Collected data:
☆ ☆ ☆
Issue #370, opened 2020-07-21
Improvements to MOAT server access


n8fr8:
The MOAT server has its own direct Meek endpoint. We can use it to talk to it directly, without the need for Tor.

To do so, we should use the APT library, which is already built into Orbot. We can start up a Meek instance directly to a custom endpoint, like this:

https://github.com/guardianproject/AndroidPluggableTransports/blob/master/sample/src/main/java/info/pluggeabletransports/sample/SampleClientActivity.java#L94

Then we can read/write bytes to it to speak HTTP.

Let's see if we can get it working!

tladesignz:
@n8fr8, see the mentioned commit. This starts obfsproxy's meek_lite in a new thread (would need to move to a service, of course for production) and should prepare `Volley` resp. `HttpURLConnection` to use it as a SOCKS proxy.

No error messages can be seen, no response arrives. Can you have a look? Thanks!

PR #420, opened 2020-12-15
Issue #370

tladesignz:
Use Meek directly for Moat instead of going through Tor. Uses the new IPtProxy.


tladesignz:
Finally! Everything works, I can confirm. Meek bridge works again. Moat finally works via it's dedicated domain front.

n8fr8:
Tested and confirmed Moat and Meek both working. Moat lookup seems much faster now, as expected.

PR #438, opened 2021-02-03
Removed Barebones Bridge Config in Orbot -> Settings

bitmold:
It's confusing to have two ways of editing bridges, with the "Custom bridge" wizard in the app it makes more sense to use that (also less resources to localize)


bitmold:
similarly moved the scanning and sharing of QR code bridges off the main menu since that functionality exists more clearly in the bridge wizard part of the app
☆ ☆ ☆
» ASSIGNED TASK
Write out all the data exactly.

» OUTPUT
Issue #370, opened 2020-07-21
Improvements to MOAT server access


n8fr8:
The MOAT server has its own direct Meek endpoint. We can use it to talk to it directly, without the need for Tor.

To do so, we should use the APT library, which is already built into Orbot. We can start up a Meek instance directly to a custom endpoint, like this:

https://github.com/guardianproject/AndroidPluggableTransports/blob/master/sample/src/main/java/info/pluggeabletransports/sample/SampleClientActivity.java#L94

Then we can read/write bytes to it to speak HTTP.

Let's see if we can get it working!

tladesignz:
@n8fr8, see the mentioned commit. This starts obfsproxy's meek_lite in a new thread (would need to move to a service, of course for production) and should prepare `Volley` resp. `HttpURLConnection` to use it as a SOCKS proxy.

No error messages can be seen, no response arrives. Can you have a look? Thanks!

PR #420, opened 2020-12-15
Issue #370

tladesignz:
Use Meek directly for Moat instead of going through Tor. Uses the new IPtProxy.


tladesignz:
Finally! Everything works, I can confirm. Meek bridge works again. Moat finally works via it's dedicated domain front.

n8fr8:
Tested and confirmed Moat and Meek both working. Moat lookup seems much faster now, as expected.

PR #438, opened 2021-02-03
Removed Barebones Bridge Config in Orbot -> Settings

bitmold:
It's confusing to have two ways of editing bridges, with the "Custom bridge" wizard in the app it makes more sense to use that (also less resources to localize)


bitmold:
similarly moved the scanning and sharing of QR code bridges off the main menu since that functionality exists more clearly in the bridge wizard part of the app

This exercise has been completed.